In my book, I mention a handful that have demonstrated they make a real difference in people’s lives.

One is the Nurse-Family Partnership, a Denver-based community health program in which registered nurses visit homes of low-income, first-time moms in 32 states. Its evidence-based research has shown long-term improvements in health, education and economic self-sufficiency for families working with the partnership’s nurses.

Another is Youth Villages, a dynamic charity based in Memphis, Tenn. It’s dedicated to helping emotionally and behaviorally troubled children and their families and has an 80 percent long-term success rate.

2. Follow the leaders. Measuring and evaluating charities is difficult and time-consuming. It’s sometimes better to follow the lead of experts who review charities for a living and support the organizations they deem worthy.

Evaluation organizations, like Give Well; venture philanthropy funds, like New Profit; and foundations, the Gates Foundation and The Robin Hood Foundation, put extraordinary effort into locating and supporting the best charities.

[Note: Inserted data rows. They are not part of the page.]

PR #6930, opened 2022-09-29
Traverse field formatting

### LINKED ISSUE #6929: Magic tags in pods template not displaying proper number formatting when pulling from a related post type
### Description

I have two custom post types in wordpress - 'credit cards' and 'rebate offers'

I am using  a pods template for rebate offer single pages. Some of the data on the page is pulled in using magic tags, from rebate offer custom fields, and other data from credit card custom fields, using relationship field (each rebate offer is related to a credit card). 

In this example - I have a field in credit cards called 'current bonus' , and the value is 60,000. When I use current_bonus elsewhere on the site it displays the default number formatting with the comma. However when I pull it into this template using the magic tag from the relationship field: {@offer_credit_card.current_bonus}, it loses this formatting.

I also noticed when I use the relationship for currencies, it loses the '$', but if I use a currency field directly eg. {currency} from rebate_offer instead of {@offer_credit_card.currency}  from credit_card, it keeps the '$' formatting as set in pods field configuration.

See attached images. 

### Version

2.9.8

### Testing Instructions

_No response_

### Screenshots / Screencast

pods-capture1
pods-capture2
pods-capture3
pods-capture4

### Possible Workaround

_No response_

### Site Health Information

_No response_

### Pods Package

_No response_

JoryHogeveen:
## Description

Field formatting isn't working when traversing through fields. This PR aims to fix this.

## Related GitHub issue(s)

Fixes #6929

## PR checklist


JoryHogeveen:
@sc0ttkclark This PR is a beginning.

The only issue I couldn't find yet is how to fix repeatable fields with multiple values.

https://github.com/pods-framework/pods/blob/2.9.8/classes/Pods.php#L1396-L1411
Because of the data loop the repeatable fields (which are already an array) adds an array to the value array here:
https://github.com/pods-framework/pods/blob/2.9.8/classes/Pods.php#L1574

Because of this a simple repeatable field will result in the following value:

When Warren Buffett decided to start giving away his billions, he began by pledging much of his wealth to the Gates Foundation, secure in the knowledge that its professional staff would put his money to good use.

3. Band together. It may make sense for you and your family or friends to pool together your resources and ideas on charitable giving.

Give Well started when eight friends pledged to unite and identify the best charities; it turned into a career for two of them. Give Well has since spent thousands of hours selecting its top-rated charities: Against Malaria Foundation, Give Directly (which distributes cash to extremely poor individuals in Kenya) and Schistosomiasis Control SCI (which treats children for parasite infections in sub-Saharan Africa).

Some people have created charity clubs or giving circles, where they regularly join up with like-minded donors to share information about effective charities and donate accordingly.

Finding worthy charities isn’t easy, but the reward is more than just helping people. It is ensuring that America’s best and most effective charities can flourish.